Peki sen hasta babasının ilaç parasını yetiştirebilmek için didinen genç kız... Ne için feda ettin gençliğini, KENDİ vicdanını rahatlatmak için mi yoksa? Basketbol oynayanlara imrenerek bakan genç... Neden ille de mühendislik, baban gibi olabilmek için mi? Belini sıvazlayıp ’babasının oğlu’ dedikleri iki üç dakikalık an için vazgeçiyorsun hayalinden, öyle mi?

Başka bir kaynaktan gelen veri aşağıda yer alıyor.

PR #2870, opened 2026-07-02
chore!: Define XXX_FIELD to go with XXX_NAME

scovich:

The `schema!` family of macros makes it really easy to create new schemas, including from existing fields... but a caller who wants e.g. `add` field in their schema has to either create it from scratch from `ADD_NAME` and `Add::to_schema()`, or `project` it out of a schema that already has it. Both are super annoying.

To simplify things, define e.g. `ADD_FIELD` which everyone can use, and expand the schema macros so they can accept not just owned `StructField`, but also `&StructField` and `&LazyLock<StructField>`. Justification: somebody creating a new schema has stated intent, so silently cloning the field is not just acceptable, but a welcome courtesy.

While we're at it, define and use a new `lazy_schema_ref!` macro so that this:
```rust
let FOO_SCHEMA: LazyLock<SchemaRef> = LazyLock::new(|| {
    schema_ref! {
        ...
    }
});
```
Simplifies to just
```rust
let FOO_SCHEMA: LazyLock<SchemaRef> = lazy_schema_ref! {
    ...
};
```

Removed a bunch of silly `#[internal_api]` methods as no longer necessary.

Existing unit tests.

### DIFF
--- a/derive-macros/src/schema_macro.rs
+++ b/derive-macros/src/schema_macro.rs
@@ -134,14 +134,19 @@ fn emit_field_entry(
         input.parse::<Token![..]>()?;
         let expr: Expr = parse_paren_to_end(input, "splice expression")?;
         return Ok(quote_spanned! { expr.span() =>
-            __fields.extend(::core::iter::IntoIterator::into_iter(#expr));
+            __fields.extend(
+                ::core::iter::IntoIterator::into_iter(#expr)
+                    .map(delta_kernel::schema::ToSchemaField::to_schema_field)
+            );
         });
     }
     // `(field)` -- interpolate one `StructField`. A named field always starts with a nullability
     // keyword, so a leading `(` is unambiguous.
     if input.peek(Paren) {
         let expr: Expr = parse_paren_to_end(input, "field expression")?;
-        return Ok(quote_spanned! { expr.span() => __fields.push(#expr); });
+        return Ok(quote_spanned! { expr.span() =>
+            __fields.push(delta_kernel::schema::ToSchemaField::to_schema_field(#expr));
+        });
     }
     // `nullability NAME : type`
     let nullable = parse_nullability(input)?;
--- a/kernel/src/actions/mod.rs
+++ b/kernel/src/actions/mod.rs
@@ -11,7 +11,9 @@ use visitors::{MetadataVisitor, ProtocolVisitor};
 
 use self::deletion_vector::DeletionVectorDescriptor;
 use crate::expressions::{MapData, Scalar, StructData};
-use crate::schema::{schema_ref, DataType, MapType, SchemaRef, StructField, StructType, ToSchema as _};
+use crate::schema::{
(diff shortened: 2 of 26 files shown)


derive-macros/src/schema_macro.rs
```diff
@@ -134,14 +134,19 @@ fn emit_field_entry(
         input.parse::<Token![..]>()?;
         let expr: Expr = parse_paren_to_end(input, "splice expression")?;
         return Ok(quote_spanned! { expr.span() =>
-            __fields.extend(::core::iter::IntoIterator::into_iter(#expr));
+            __fields.extend(
+                ::core::iter::IntoIterator::into_iter(#expr)
+                    .map(delta_kernel::schema::ToSchemaField::to_schema_field)
```
scovich, line 139: Helper trait that only clones the `expr` when necessary.

kernel/src/actions/mod.rs
```diff
@@ -84,50 +82,89 @@ pub(crate) const TIGHT_BOUNDS: &str = "tightBounds";
...
+pub(crate) static LOG_REMOVE_SCHEMA: LazyLock<SchemaRef> =
+    LazyLock::new(|| schema_ref! { (&REMOVE_FIELD) });
+
+#[internal_api]
+pub(crate) static LOG_METADATA_SCHEMA: LazyLock<SchemaRef> =
+    LazyLock::new(|| schema_ref! { (&METADATA_FIELD) });
+
+#[internal_api]
+pub(crate) static LOG_PROTOCOL_SCHEMA: LazyLock<SchemaRef> =
+    LazyLock::new(|| schema_ref! { (&PROTOCOL_FIELD) });
```
scovich: I'm tempted to define a `lazy_schema_ref!` macro...
```suggestion
    lazy_schema_ref! { (&PROTOCOL_FIELD) };
```
... but it's not obviously a big readability win given that the `: LazyLock<SchemaRef>` is still needed.

kernel/src/log_segment/tests.rs
```diff
@@ -2716,7 +2722,10 @@ async fn test_get_file_actions_schema_v1_parquet_with_hint(
     let engine = SyncEngine::new_with_store(store.clone());
 
     // Build a checkpoint with an initial v1 schema
-    let v1_schema = get_commit_schema().project(&[ADD_NAME, REMOVE_NAME])?;
+    let v1_schema = schema_ref! {
+        (&ADD_FIELD),
+        (&REMOVE_FIELD),
+    };
```
scovich: These can use `COMMIT_READ_SCHEMA`...

scovich (commented):
Self-review

kernel/src/actions/mod.rs
scovich: Actually... fmt often breaks it over multiple lines => worth it.

OussamaSaoudi (approved):

DrakeLin (approved):
Looks fine to me, should we add to Claude.md to help llms find it?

Yani KENDİN için...
Peki sen bu satırlarıma ulaşana dek kaşlarını çatmış insan... Sen neden sinirlisin bu kadar, başkaları için böyle düşünemez miyim? Bunun için mi bu öfke, onlar için mi? Hayır bence onların içinden biri olduğun için... Ve ben neden bu kadar sinirliyim ve bu sinirimi neden böylesine sertçe döküyorum satırlara? Çünkü onların içinden biri olduğum için...
Ne yazık kendi bencilliği için kendinden vazgeçen insanlık...
YORUMLAR
Henüz yorum yapılmamış.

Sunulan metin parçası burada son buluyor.